PR #1252, opened 2025-10-28
Fix logical condition for UART buffer sizes in UART0.cpp

smilexs4:


smilexs4:
No problem. I guess it's fairly uncommon to need a UART buffer that large; hence, no one reported the compilation error. My application reads a lot of Modbus registers, which needs the large buffer.

PR #1270, opened 2026-05-10
Extension to include debugging support 

felias-fogg:
This PR adds support for debugging provided by [PyAvrOCD](https://pyavrocd.io) to megaTinyCore. In addition to this PR, you need to include the tool package pyavrocd in the boards manager index file. See the end of https://felias-fogg.github.io/megaTinyCore/package_SpenceKonde_megaTinyCore_index.json for an example.

### DIFF
--- a/megaavr/platform.txt
+++ b/megaavr/platform.txt
@@ -16,7 +16,7 @@ version={versionnum.major}.{versionnum.minor}.{versionnum.patch}{versionnum.post
 # Stupid workaround #
 # for IDE bug       #
 #####################
-version=2.6.11
+version=2.7.0-pre1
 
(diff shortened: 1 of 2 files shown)


felias-fogg:
BTW: If you would like to try it out, you can add https://felias-fogg.github.io/megaTinyCore/package_SpenceKonde_megaTinyCore_index.json to the Additional boards manager URLs and then install "megaTinyCore (Debug enabled)." Plugging in a Curiosity Nano board and firing up Arduino IDE 2.3.8 should give you a first impression.

felias-fogg:
Oops. I noted that a number of the fuses should also be set when uploading the executable. Since there is no provision yet in pyavrocd for doing so, we should wait with including the extension until this is implemented.

PR #1276, opened 2019-01-21
Force scheduled reindexing of affected products

rbayet:
after a reset of positions and blacklist

### DIFF
--- a/src/module-elasticsuite-virtual-category/Model/ResourceModel/Product/Indexer/Fulltext/Changelog/Writer.php
+++ b/src/module-elasticsuite-virtual-category/Model/ResourceModel/Product/Indexer/Fulltext/Changelog/Writer.php
@@ -1,0 +1,83 @@
+<?php
+/**
+ * DISCLAIMER
+ *
+ * Do not edit or add to this file if you wish to upgrade this module to newer
+ * versions in the future.
+ *
+ *
+ * @category  Smile
+ * @package   Smile\ElasticsuiteVirtualCategory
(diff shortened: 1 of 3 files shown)


romainruaud:
Looks clean to me (code point of view), I let you merge and cascade it if it's working.

rbayet:
> Looks clean to me (code point of view), I let you merge and cascade it if it's working.

Unfortunately, it covers the case where resetting everything after switching "Use default positions" from "Yes" to "No", but not the case immediately after that : falling back to "Use default positions" from "No" to "Yes" with positions and blacklist defined at the default level.
It seems the `dataHasChangedFor` does not work in this case (because of the default value of the `use_store_positions` at store_id 0 ?).

I'm trying to find a solution other than brute force which would consist in to unconditionnally write the affected product ids to the CL table if the indexer is in scheduled config.

rbayet:
> I'm trying to find a solution other than brute force which would consist in unconditionnally write the affected product ids to the CL table if the indexer is in scheduled config.

Went half-way, condition went from 
``` 
        if (!empty($category->getAffectedProductIds()) 
            && $category->dataHasChangedFor('use_store_positions')
        )
```
to
```
        if (!empty($category->getAffectedProductIds())
            && ($category->dataHasChangedFor('use_store_positions') || (false == $category->getUseStorePositions()))
        )
```

romainruaud:
Ok for me, as long it remains on a single responsibility plugin, I'm fine with it.

You can merge and cascade this one

PR #1290, opened 2019-01-30
Fix product image plugin - magento changed the visibility of getFilte…

delyriand:
…rArray method

### DIFF
--- a/src/module-elasticsuite-swatches/Model/Plugin/ProductImage.php
+++ b/src/module-elasticsuite-swatches/Model/Plugin/ProductImage.php
@@ -28,17 +28,46 @@ class ProductImage extends \Magento\Swatches\Model\Plugin\ProductImage
 {
     /**
      * {@inheritdoc}
-     * @deprecated since Magento 2.1.6
      */
-    protected function getFilterArray(array $request)
-    {
-        $filterArray = parent::getFilterArray($request);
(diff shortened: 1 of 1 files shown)


rbayet:
Hello @delyriand,

Our CI ensures compatibility of the 2.6.x branch with both 2.2.5 and 2.2.6 versions of Magento.

The problem with that is that the visibility of `getFilteredArray` is **not yet** changed in 2.2.5, so redeclaring it as private when it's protected there causes a PHP fatal error.
Could you alter your PR so the *local* `getFilteredArray` is named differently (even if it's a blatant copy) to avoid this issue ?

Regards,

delyriand:
Hello @rbayet,

it's done ;)

romainruaud:
so this one is correct now ? @rbayet can you check it against 2.2.5 and 2.2.6 ?

rbayet:
2.2.5 (EE production mode) in catalog navigation + search : OK
2.2.6 (developer mode) catalog navigation OK, search KO

delyriand:
@rbayet,

I confirm i have same problem with magento 2.2.7 in developer mode. It seems that issue is at the level of [Magento](https://github.com/magento/magento2/issues/17825).
Indeed, in search, we do not get block interceptor (ListProduct\Interceptor) so plugins are not called

PR #1296, opened 2019-02-06
Aggregations: support for pipeline aggs and filter

rbayet:
Both can be defined in a container.
Only bucket selector pipeline aggregation for now.


rbayet:
TODO : Unit testing.

PR #1313, opened 2019-02-19
Allow resetting the sort order to an empty array

abbatis:
In a normal Magento collection you would do something like this:

`$collection->getSelect()->reset(Zend_Db_Select::ORDER);`

However, this obviously wouldn't work for elasticsuite.


rbayet:
Hello @abbatis,

Could you recreate/relocate your feature with 2.6.x-dev as the base branch ?
We will be able to integrate it in both 2.6.x and 2.7.x releases.

Regards,

abbatis:
Will create a new pull request.

PR #1318, opened 2019-02-20
Lowercase given sort direction for missing

ulftietze:
Lowercase that given direction to make sure that neither magento (which it does sometimes) nor a dev can input uppercase and you get some wrong results.

### DIFF
--- a/src/module-elasticsuite-core/Search/Request/SortOrder/Standard.php
+++ b/src/module-elasticsuite-core/Search/Request/SortOrder/Standard.php
@@ -60,7 +60,7 @@ class Standard implements SortOrderInterface
         $this->name      = $name;
         $this->missing   = $missing;
         if ($this->missing === null) {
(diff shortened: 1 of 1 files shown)


ulftietze:
@romainruaud May have a look here? :)

rbayet:
Hello @ulftietze,

Could you relocate/recreate your patch with 2.7-x as the base branch ?
It will be easier to integrate it in the next release.

Regards,

romainruaud:
PR is OK for me, except that it would be better rebased on 2.7.x branch as said by @rbayet

rbayet:
@romainruaud side issue : https://github.com/Smile-SA/elasticsuite/pull/1333#issuecomment-467033666

romainruaud:
Ok after some investigation, it's nearly useless since Elasticsearch does not complain anymore about sort orders in uppercase since 5.x.

Versions < 2.6.x of Elasticsuite are not part of our Open Source support anymore. So merging this on 2.6.x (which require ES >5) will have no effect.

I close this one, but thank you for proposing it.

PR #1323, opened 2019-02-21
Fixes #1321 Prevent js errors if tracker blocked (2.7.x)

### LINKED ISSUE #1321: JS errors and non working search with enabled ublock origin
Hi,

i use chrome with enabled ublock origin as adblocker with this configuration:
ublock

In this case is get js errors, because the js file `...Smile_ElasticsuiteTracker/js/tracking.js` is blocked:
jserrors

The bigger problem is, also the search function is not working in case of the js errors.

Fix:
Add a try catch to all `smileTracker` calls.

rbayet:
by browser plugin (ex: ublock origin)


romainruaud:
Fix #1321

PR #1327, opened 2019-02-22
Add an alt attribute to the tracking image.

paulpartington-cti:
The tracking pixel is flagged by WCAG accessibility scanners because it doesn't have an alt tag. This change adds an empty alt attribute which means it's treated as a decorative image.


rbayet:
Hello @paulpartington-cti, 

Can you relocate/recreate your fix with a 2.6-x branch base ?
So we will be able to merge (and then cherry-pick) it for both M2 2.2.x and 2.3.x compatible releases.

Regards,

paulpartington-cti:
@rbayet No problem. I've created https://github.com/Smile-SA/elasticsuite/pull/1329

PR #1330, opened 2019-02-25
Add an alt attribute to the tracking image.

rbayet:
Add an alt tag to the tracking pixel so that it is treated as a decorative element in WCAG scanners.


rbayet:
Cherry-pick of PR #1329 merged on 2.6.x

PR #1328, opened 2019-02-22
Allow resetting the sort order to an empty array

abbatis:
In a normal Magento collection you would do something like this:

`$collection->getSelect()->reset(Zend_Db_Select::ORDER);`

However, this obviously wouldn't work for elasticsuite.

PR #1331, opened 2019-02-25
Feature allow resetting sort order 2.6.x

rbayet:
Revamp of PR #1328 to address the phpmd issue.
(See possible origin/fix : https://github.com/phpmd/phpmd/issues/409 and https://github.com/phpmd/phpmd/pull/495)


rbayet:
Correct warning suppresson was PHPMD.TooManyPublicMethods and it had to be located at the end of the class' PHPDoc block.

PR #2286, opened 2021-10-12
Fix use magento parameters

Teods:
## Problem still present
A problem still persist, on first deployment the search-engine "elasticsuite" is not found.
It seems comming from magento does not have the di:compile runned and search the engine inside the directory `setup/src/Magento/Setup/Model/SearchConfigOptionsList.php`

=======

[WHAT IS EXPECTED]: In the listing above, transcribe exactly everything from the line containing "Fix logical condition" down to the line containing "PR #1270, opened 2026-05-10", including both and nothing more.

[ANSWER SPACE]:
Fix logical condition for UART buffer sizes in UART0.cpp

smilexs4:


smilexs4:
No problem. I guess it's fairly uncommon to need a UART buffer that large; hence, no one reported the compilation error. My application reads a lot of Modbus registers, which needs the large buffer.

PR #1270, opened 2026-05-10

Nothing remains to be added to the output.